価格予測が一転、「DRAMpocalypse」が現実に
2026年第1四半期のDRAM価格動向について衝撃的な発表がありました。TrendForceは2月、従来予測の55-60%から90-95%へと大幅な上方修正を発表しました。特にPC DRAM契約価格は前四半期比100%超の上昇が予想されており、これは過去最大の四半期上昇記録となります。

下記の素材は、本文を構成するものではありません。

Issue #1418, opened 2024-05-21
collect table statistics before renaming table


wangzihuacool:
I encountered an extreme case last week. After alter table using gh-ost, the table statistics was not updated until half an hour later, causing a lot of slow queries. 
The root cause of this issue is that the statistical event for this table was lost while being placed in the asynchronous queue waiting waiting to be consumed by background statistics update thread. 

This may be an extreme case, but since the collection of statististics is performed asynchronously in the background, it is very likely that there will be situations where the statistics are not updated for a period of time after gh-ost modification, especially when there are a large number of tables in the database.

I wrote a script to test gh-ost schema changes thousands of times, and it often happens that the table's statistics were updated 2-3 seconds after gh-ost renames the table. I'm thinking if gh-ost could collect statistics once before renaming table, in order to avoid the issue of statistics not being updated in time after the schema change.

part of test info below:
`*************************** 1. row ***************************
                          table_name: sbtest1

        table_stats_last_update_time: 2024-05-19 02:07:06

        table_stats_last_update_rows: 134208

            gh_ost_table_create_time: 2024-05-19 10:47:47

            gh_ost_table_rename_time: 2024-05-19 10:47:56

                  gh_ost_finish_time: 2024-05-19 10:47:47

table_stats_after_gh_ost_finish_rows: 0

       table_stats_final_update_time: 2024-05-19 10:47:58
 
              table_stats_final_rows: 134208`

VandhanaSelvaprakash-at:
Hi, following up on this, since we've hit this exact issue at Airtable, and have deployed a fix in our fork.

Our version adds the opt-in flag (--analyze-ghost-table-before-cutover, default off) and the docs, and addresses two things we hit in practice:
- it runs the ANALYZE after the cut-over postpone gate releases, so a postponed cut-over doesn't re-stale its statistics before the swap
- a failed ANALYZE aborts the migration (fatal) rather than swapping in a table with stale stats — ANALYZE TABLE surfaces table-level failures as Msg_type=Error rows while the statement itself succeeds, so we inspect the result rows and fail closed.
- It's flag-gated, so the partition-count/replication-lag concern @shaohk raised only applies to opt-in users. 

Happy to open a PR that supersedes [this one](https://github.com/github/gh-ost/pull/1419) and credits @wangzihuacool as the original author — @timvaillancourt does that work for you?

ericyan:
[...]

PR #1419, opened 2024-05-23
analyze table before cutover

wangzihuacool:
Related issue: #1418 

Description:
analyze ghost table before cutover to avoid table statistics not timely updated.

### DIFF
--- a/go/logic/applier.go
+++ b/go/logic/applier.go
@@ -1196,6 +1196,23 @@ func (this *Applier) ApplyDMLEventQueries(dmlEvents [](*binlog.BinlogDMLEvent)) 
 	return nil
 }
 
+// AnalyzeTable actively analyze table to ensure that the ghost table's statistics are timely updated
+func (this *Applier) AnalyzeTable() {
+	query := fmt.Sprintf(`analyze table /* gh-ost */ %s.%s`,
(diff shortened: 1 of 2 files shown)


meiji163:
LGTM

meiji163 (approved):

shaohk:
When the modified table is a partition table, the execution time of the ANALYZE command will increase as the number of partitions increases. When the ANALYZE statement is synchronized to the replica, it may cause replication lag.

meiji163:
> When the ANALYZE statement is synchronized to the replica, it may cause replication lag.

Maybe make this feature a optional flag then? What do you think @timvaillancourt ?

timvaillancourt (approved):
👍

timvaillancourt:
> When the modified table is a partition table, the execution time of the ANALYZE command will increase as the number of partitions increases. When the ANALYZE statement is synchronized to the replica, it may cause replication lag.

@meiji163 considering this (I didn't think of it) I suggest this is an optional flag for now and we can have opt-in users report on performance

@wangzihuacool can you add an optional flag and `doc/command-line-flags.md` update for this one?

Zorgon66:
> 👍

Is it all about me? Harun

PR #715, opened 2019-02-17
MySQL 8.0.13: rename table

shlomi-noach:
Solves https://github.com/github/gh-ost/issues/714

Possibly solves #687 

This PR utilizes `8.0.13` `RENAME TABLE` which supports renaming while holding `WRITE` lock on table. This allows us to use simpler cut-over logic.

PR #1434, opened 2024-07-19
refactor cutover for MySQL 8.x rename feature && support OceanBase

### LINKED ISSUE #1427: skip delete events of changelog table in binlog listener
We are building a system for OceanBase database that is compatible with MySQL's SQL protocol and Replication protocol, called OceanBase Binlog Service. For some reason, an upsert event (on duplicated key update) in this system is converted into a delete event and an insert event in the binlog. In order to make it work without affecting the original logic, I want to check and skip the delete event of the changelog in the onChangelogEvent function.

https://github.com/github/gh-ost/blob/59db6fab40966c2c491de935e6a71b8c23aafa86/go/logic/migrator.go#L202

### LINKED ISSUE #1433: Add atomic cut over function that renames locked tables in the same session
https://github.com/github/gh-ost/pull/715 once tried to introduce a simpler cut over logic, but it was not merged. Now our team is developing a MySQL compatible binlog service of OceanBase database called OceanBase Binlog Service, which also supports the renaming locked table feature that was introduced to MySQL from 8.0.13. But the OceanBase database does not support parallel DDL now, that is, the rename process in the original atomic cut over function cannot be executed normally. Therefore, in order to support OceanBase Binlog Service, I want to introduce the new cut over function again.

I want to add a function named `atomicCutOverRenameWithLock`, which will lock the origin table and the ghost table firstly, and rename these two tables in the same session. This function should be called when connecting to OceanBase or MySQL version 8.0.13 or later.

whhe:

Close #1433  Close #1427

### Description

This PR is based on #715 by @shlomi-noach. There is a new option `--oceanbase` which is introduced for OceanBase Binlog Service, just like the `azure` and `gcp` options. This PR would also change the behavior of the atomic cut over on MySQL 8.0.13 and later versions, please let me know if anyone have concerns about it.

### DIFF
--- a/go/base/context.go
+++ b/go/base/context.go
@@ -103,6 +103,7 @@ type MigrationContext struct {
 	GoogleCloudPlatform      bool
 	AzureMySQL               bool
 	AttemptInstantDDL        bool
+	OceanBase                bool
 
 	// SkipPortValidation allows skipping the port validation in `ValidateConnection`
 	// This is useful when connecting to a MySQL instance where the external port
--- a/go/base/utils.go
+++ b/go/base/utils.go
@@ -6,6 +6,7 @@
 package base
 
 import (
+	"errors"
 	"fmt"
 	"os"
 	"regexp"
@@ -62,6 +63,10 @@ func StringContainsAll(s string, substrings ...string) bool {
 }
 
 func ValidateConnection(db *gosql.DB, connectionConfig *mysql.ConnectionConfig, migrationContext *MigrationContext, name string) (string, error) {
+	if err := validateOceanBaseConnection(db, migrationContext); err != nil {
+		return "", err
+	}
+
 	versionQuery := `select @@global.version`
 
 	var version string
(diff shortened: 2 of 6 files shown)


meiji163:
Is this comment by Schlomi still relevant @whhe?
> This complicates matters. I can't just place a lock on both tables, since I want to be able to keep writing to the ghost table what remains in the binary logs after having locked the original table. The only way to be able to do so is if the same connection which places the lock would be the one to apply the remaining events; this is doable but non trivial.

It looks like `atomicCutOverMySQL8` still waits for the applier to finish the DML events up to the lock, while the table is locked with `singletonDB`

whhe:
@meiji163 I added `LockGhostTable` after `waitForEventsUpToLock`, so it should lock the ghost table with `singletonDB` after all events are applied to the ghost table.

I removed the command-line flag `oceanbase`, it could be replaced by the new `validateOceanBaseConnection` function.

さらに重要なのは、サーバーDRAM価格も1Q26に60%超の上昇が見込まれていることです。これは情シス担当者にとって、年度予算の前提条件が根底から変わることを意味します。
なぜここまで急激な価格上昇なのか?
AI需要による構造的な供給不足
Samsung、SK hynix、Micronの大手3社がAI向けHBMメモリに生産リソースを集中投下。これによりスマートフォンやPCの一般向けメモリの供給が削減されています。

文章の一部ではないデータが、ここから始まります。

PR #616, opened 2021-09-01
Improved UX for adding raster overlays with the Cesium panels

kring:
Following on from #614...

When using the Quick-Add panel, users almost certainly want to _replace_ the base raster overlay rather than adding another on top. When using the Cesium ion Assets panel, either possibility is pretty likely. So in this PR, I've made the Quick Add panel replace `Overlay0` with the new asset. And I've added a second button to the Cesium ion Assets panel allowing the user to choose:

image

The first button replaces `Overlay0`, just like the Quick-Add does.

The second button assigns the first unused `OverlayN` MaterialLayerKey to the new component.

This still isn't perfect UX-wise, but it's a big improvement I think.


cesium-concierge:

PR #621, opened 2021-09-01
Include Engine.ini in plugin package.

kring:
Without this change, the Engine.ini with our CoreRedirects doesn't get included in the plugin package. Which means a broken level blueprint in the Metadata sample and elsewhere.


cesium-concierge:

* :grey_question: [CHANGES.md](https://github.com/CesiumGS/cesium-unreal/blob/include-engine-ini/CHANGES.md) was not updated.

PR #622, opened 2021-09-01
Add Travis builds for Unreal Engine v4.27

kring:


cesium-concierge:

* :grey_question: [CHANGES.md](https://github.com/CesiumGS/cesium-unreal/blob/ci-427/CHANGES.md) was not updated.

kring:
It has taken _much_ longer than expected to get cesium-native building for Linux using Unreal's cross-compiling toolchain on a Windows host. There are a bunch of boring reasons, but here are some things worth mentioning...

* The [Unreal cross compiling version of clang](https://docs.unrealengine.com/4.27/en-US/SharingAndReleasing/Linux/GettingStarted/) still targets the host system (Windows) by default, despite its entire purpose being to cross-compile. Maybe this is typical of clang, but it took me ages to realize. Solution: add this the CMake toolchain:

```
set(CMAKE_C_COMPILER_TARGET x86_64-unknown-linux-gnu)
set(CMAKE_CXX_COMPILER_TARGET x86_64-unknown-linux-gnu)
```

* With the above, I was able to build locally, but on Travis the CMake configure step was (still) failing because it was unable to find pthread.h. After adding the `-v` option, I could see that clang was still targeting Windows when doing the test compile to check for the existing of pthread.h. Eventually I figured out that if I downgraded my local CMake from v3.20.x to v3.17.3, it started behaving the same locally as as it did on Travis (i.e. targeting Windows, failing to find pthread.h). `CMAKE_CXX_COMPILER_TARGET` isn't new (at least according to the CMake docs), and nothing jumped out at me in the changelog, so I can't entirely explain this. Solution: add ` -target x86_64-unknown-linux-gnu` to the CMAKE_CXX_FLAGS and CMAKE_C_FLAGS explicitly in the toolchain file, rather than counting on `CMAKE_C_COMPILER_TARGET` to do it for us.

kring:
I think this is ready. There's no mac build yet, but that can come later (when someone with access to a Mac can help).

One potential problem is that we're no longer building Linux Editor binaries for our plugin. That's because the BuildPlugin command refuses to do so when cross-compiling. I confirmed this by reading the source. This line:
https://github.com/EpicGames/UnrealEngine/blob/4.27/Engine/Source/Programs/AutomationTool/Scripts/BuildPluginCommand.Automation.cs#L154
is where the UE4Editor configuration is built. Clearly Linux would have to exist in the HostPlatforms list in order to build that configuration for Linux. The only place HostPlatforms is set is here:
https://github.com/EpicGames/UnrealEngine/blob/4.27/Engine/Source/Programs/AutomationTool/Scripts/BuildPluginCommand.Automation.cs#L109
where it adds (at most) the platform that we're running the build on (i.e. Windows). So, no way to do it short of changing or replacing this code.

And even if we could convince UBT to try to build UE4Editor for Linux, it almost certainly wouldn't work because Linux versions of other Editor binaries aren't included in the Windows install. (If it did, the install would be almost certainly be too big and we wouldn't be able to run it on Travis anyway).

Had I realized all this sooner I may not have worked so hard to get cross-compilation of the Linux version of the plugin working. 🤷 

But actually this may not be an issue at all. Missing binary editors should just mean the Editor will compile them on first run. That requires a compiler, of course, which is not ideal. But I think a compiler would actually be required on Linux even if we provided Editor binaries. The reason is that there are no official builds from Epic on Linux. Which means that everyone using it on Linux will have their own unique build ID. Which means a built plugin will never have the right build ID, and will always need to be rebuilt. At least, this is my current understanding. I'm trying to think how to confirm this, or perhaps I should just ask on UDN. It's telling that when we install our plugin from the Marketplace, it includes editor binaries for Windows and Mac but not Linux. 

Long story short, I think this is "good enough" and perhaps even "as good as it's going to get."

kring:
I'm thinking no one is particularly interested in reviewing this one. Merging.

PR #625, opened 2021-09-02
Choose nearest sublevel in the case of overlap

### LINKED ISSUE #611: Georeferenced sublevels not behaving when two sublevels are close together
Brought to our attention by this user on the forum: https://community.cesium.com/t/overlapping-georeference-datasets/15067

If two different sublevel locations are near enough for their level streaming bounds to overlap, but not near enough to combine in to one sublevel, ping-ponging between the two locations can occur, resulting in neither sublevel being located properly. 

The main action item here is to determine what, if any, appropriate measures can be taken in these situations. In general, it's likely not a super common issue, as it's very dependent on the specific size and location of each level. But if there is a solution, or we can easily modify the plugin to address it (such as potentially allowing users to optionally define a [Level Streaming Volume](https://docs.unrealengine.com/4.26/en-US/BuildingWorlds/LevelStreaming/HowTo/StreamWithVolumes/) rather than just a load radius) we should make sure this option is available and documented for users. 

Some testing is needed to determine if disabling World Bounds Checks helps in this scenario. If so, that's likely the easiest route.

nithinp7:
Fixes #611

### DIFF
--- a/CHANGES.md
+++ b/CHANGES.md
@@ -1,5 +1,11 @@
 # Change Log
 
+### v1.6.1 - ????
+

SK hynixは2026年まで全生産能力が「完売」状態と発表しており、他メーカーも同様の状況に近づいていると報告されています。
PC出荷好調による意外な需要増
2025年第4四半期のPC出荷が予想を上回り、PC DRAM不足が深刻化。大手PC OEMも在庫レベルが急速に低下している状況です。これによりAI需要だけでなく、従来の企業PCリプレース需要も価格を押し上げる要因となっています。
企業のIT調達への具体的影響
サーバー調達コストが2倍に
Counterpoint Researchの分析では、企業データセンターで広く使用されるDDR5 64GB RDIMMモジュールが2026年末までに2025年初頭の2倍の価格になる可能性があります。

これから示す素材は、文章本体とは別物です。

PR #627, opened 2021-09-03
Add point cloud rendering (support glTF POINTS geometry)

nithinp7:
Uses the Lidar Point Cloud Plugin to render glTF primitives that use the POINTS geometry mode.

Builds on: https://github.com/CesiumGS/cesium-native/pull/334


cesium-concierge:

* :grey_question: [CHANGES.md](https://github.com/CesiumGS/cesium-unreal/blob/pnts/CHANGES.md) was not updated.

Source/CesiumRuntime/Private/CesiumGltfComponent.cpp
```diff
@@ -1488,10 +1544,70 @@ bool applyTexture(
...
+      *loadResult.pointCloudBuffer,
+      false,
+      FLatentActionInfo(),
+      asyncPointCloudResult,
+      progress,
+      pPointCloud);
+
+  pMesh->SetPointCloud(pPointCloud);
+  pMesh->PointSize = 1000.0f / pMesh->Bounds.SphereRadius;
+  pMesh->PointShape = ELidarPointCloudSpriteShape::Circle;
```
javagl, line 1587: This one apparently became `private` in 4.27, and this line then has to be

    pMesh->SetPointShape(ELidarPointCloudSpriteShape::Circle);

javagl:
When there is only a single point in a point cloud, it cannot compute bounds, and eventually triggers an error

> Provided bounds are incorrect ...

(More generally, this is not only related to the the number of points, but to the actual bounds, which may not be (0,0,0))

cesium-concierge:
Thanks again for your contribution @nithinp7! 

cesium-concierge:
Thanks again for your contribution @nithinp7! 

cesium-concierge:
Thanks again for your contribution @nithinp7! 

cesium-concierge:
Thanks again for your contribution @nithinp7! 

cesium-concierge:
Thanks again for your contribution @nithinp7! 

cesium-concierge:
Thanks again for your contribution @nithinp7! 

j9liu:
I've been trying to bring this up to par so we can have basic point cloud rendering in Unreal, but it's been tricky working with the LIDAR plugin.

Some pros of using the LIDAR plugin include getting point size and physics for free. There is also some classification support built in that we could potentially leverage for feature styling. It's great to have a point-rendering pipeline already figured out for us on our behalf.

However I've run into weird issues with LIDAR that I can't fix well. The plugin never shows all of the points right away. Weirdly enough, they all show up if I tab out of Unreal Engine, and it looks great when that happens:

image

But when I tab back in / move the camera around, it becomes extremely sparse again. Sometimes I zoom in and the level of detail actually gets _worse_:

image

I thought the Lidar LOD system is interfering with the visuals of higher quality tiles, and I'm doing what I can from the public API to minimize this, but it's not enough. Supposedly, the only real way to disable the LOD system is by changing the plugin's Project Settings -> Max Bucket Size to a large number. (See [Changing Data at Runtime](https://docs.unrealengine.com/4.27/en-US/WorkingWithContent/LidarPointCloudPlugin/LidarPointCloudPluginOverview/).) However, doing this doesn't fix the issue at all -- at least, not for all tiles. I get this weird effect where some of the tiles look much better than the others:

image

There's also a "global point budget" that limits the maximum number of points that can be displayed at one time. (See [Performance](https://docs.unrealengine.com/4.27/en-US/WorkingWithContent/LidarPointCloudPlugin/LidarPointCloudPluginOverview/).) This is by default set to 1,000,000 and can only be changed via console. Since Melbourne Point Cloud contains ~300 million points it would make sense if this was the main culprit behind the sparse point rendering. However, I don't know if we can change this setting from code. I also am apprehensive to force changes on the user's development environment because it could have undesired consequences if they're using the LIDAR plugin for something else.

Another prominent issue is that the LIDAR point cloud brings up a notification window every time it does something relatively intensive (re-optimizing the data, creating collision meshes, etc.). In the current implementation, a `CesiumGltfComponent` creates a `CesiumPointCloudComponent` (the points counterpart to `CesiumGltfPrimitiveComponent`) and also creates a new `ULidarPointCloud` for that component. So every single points primitive in a glTF is getting its own LIDAR point cloud object. This didn't seem to have performance implications from a glance, but when I was experimenting with point cloud settings I had the unfortunate consequence of spamming myself with notification windows, which would freeze my Unreal Editor for seconds at a time. It also might have been responsible for the memory leak that made my entire OS severely lag yesterday :grimacing: I'm not 100% certain you can get away with not triggering any functions that cause these windows to appear. Even after I turned off the setting that made it spam notifications, I would still sometimes see hitches in the editor as I panned to view new points tiles.

The last resort I considered was consolidating these multiple smaller point clouds into one large one. It seems _possible_ but it would require a concerted effort of managing which points were visible / invisible / existent / nonexistent in the point cloud. And the constant editing of the point cloud will probably drop performance, even if it is optimized for dynamic editing.

I know I argued for continuing the use of this plugin in offline discussions, but I think taking a step back at the components you'd need to get this to work... it's not possible. Not in a way that's fair to the user, and not in a way that justifies using 3D Tiles to load point clouds instead of the LIDAR point plugin itself. So I think the way to go about it is to write a custom mesh component with a custom scene proxy, vertex factory, etc. to get this to work without fighting the consequences / overhead of code that isn't ours.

具体的な価格変動では、Samsung製32GB DDR5モジュールは9月の149ドルから239ドルへと60%上昇しており、今後さらなる上昇が予想されます。
調達リードタイムの大幅延長
供給逼迫により、特定のDDR5モジュールサイズや希望ベンダーでの納期が大幅に延長。プロジェクト遅延、代替品受け入れ、スポット価格での調達を迫られるケースが急増しています。
中堅企業への特に深刻な影響
ハイパースケールクラウドプロバイダーは長期契約で供給を確保する一方、中堅企業は短期契約と在庫調達に依存するため、より高いコストと長い納期の二重制約に直面します。
今すぐ検討すべき3つの対策
1. 調達計画の前倒し実行
価格正常化を待つのは実行可能な戦略ではなく、リスクの高いギャンブルです。2026年度予定の設備投資を前倒しし、年度内の調達実行を強く推奨します。特にメモリ可用性が配信を遅延させる可能性のあるプロジェクトを特定し、配信時期まで待たずに調達タイミングを前倒しすべきです。
2. メモリ構成の標準化と代替品戦略
承認メモリ構成数を制限し、不足が発生する前に代替案(容量階層、モジュール種類、承認OEMオプション)を特定してください。RAMEXperts™️のような60万5,000品の取扱実績を持つDRAM専門調達パートナーとの連携により、代替品の早期確保が可能になります。
3. 段階的拡張によるリスク分散
大規模なRAM更新プロジェクトを段階に分割し、まず適切なベースライン、後に予算・需要・市場条件が整った段階での拡張を実施することで価格変動リスクを分散できます。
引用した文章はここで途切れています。